_To do:_ Within the records below, find each line that holds the string "paulineMig", then copy it.

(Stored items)
────────────────────
PR #826, opened 2020-12-17
Allow non-standard workspace registration

fcollot:
The non-templated version of registerWorkspace was protected. This PR makes it public so that workspaces can register their own creator.

(GitHub is not displaying the changes correctly. The only code that moved is the registerWorkspace method)

### DIFF
--- a/src/layers/legacy/medCoreLegacy/gui/factories/medWorkspaceFactory.h
+++ b/src/layers/legacy/medCoreLegacy/gui/factories/medWorkspaceFactory.h
@@ -90,21 +90,6 @@ public:
                                  isActive);
     }
 
-
-    QHash<QString, medWorkspaceFactory::Details *> workspaceDetails() const;
-    QList<medWorkspaceFactory::Details *> workspaceDetailsSortedByName(bool activeOnly = false) const;
-    medWorkspaceFactory::Details * workspaceDetailsFromId(QString identifier) const;
-
-    bool isUsable(QString identifier) const;
-
-    QList<QString> workspacesFromCategory(const QString& category) const;
-
-public slots:
-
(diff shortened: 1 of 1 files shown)


fcollot:
(for info this is all used for the pipeline workspace)

mjuhoor (approved):

src/layers/legacy/medCoreLegacy/gui/factories/medWorkspaceFactory.h
```diff
@@ -124,6 +109,21 @@ public slots:
...
+    QList<medWorkspaceFactory::Details *> workspaceDetailsSortedByName(bool activeOnly = false) const;
+    medWorkspaceFactory::Details * workspaceDetailsFromId(QString identifier) const;
+
+    bool isUsable(QString identifier) const;
+
+    QList<QString> workspacesFromCategory(const QString& category) const;
+
+public slots:
+
+    medAbstractWorkspaceLegacy* createWorkspace(QString type,QWidget* parent=0);
```
paulineMig, line 123: Since you are modifying the fill you could put parent to nullptr instead of 0

paulineMig (approved):

src/layers/legacy/medCoreLegacy/gui/factories/medWorkspaceFactory.h
fcollot: github is displaying this all wrong. I didn't touch these lines of code, I moved the function that was below to put it above.
Also I know it would be a minimal change but by principal I don't like changing code that isn't the target of the PR.

juliencastelneau (approved):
────────────────────
_Response below:_
paulineMig, line 123: Since you are modifying the fill you could put parent to nullptr instead of 0
paulineMig (approved):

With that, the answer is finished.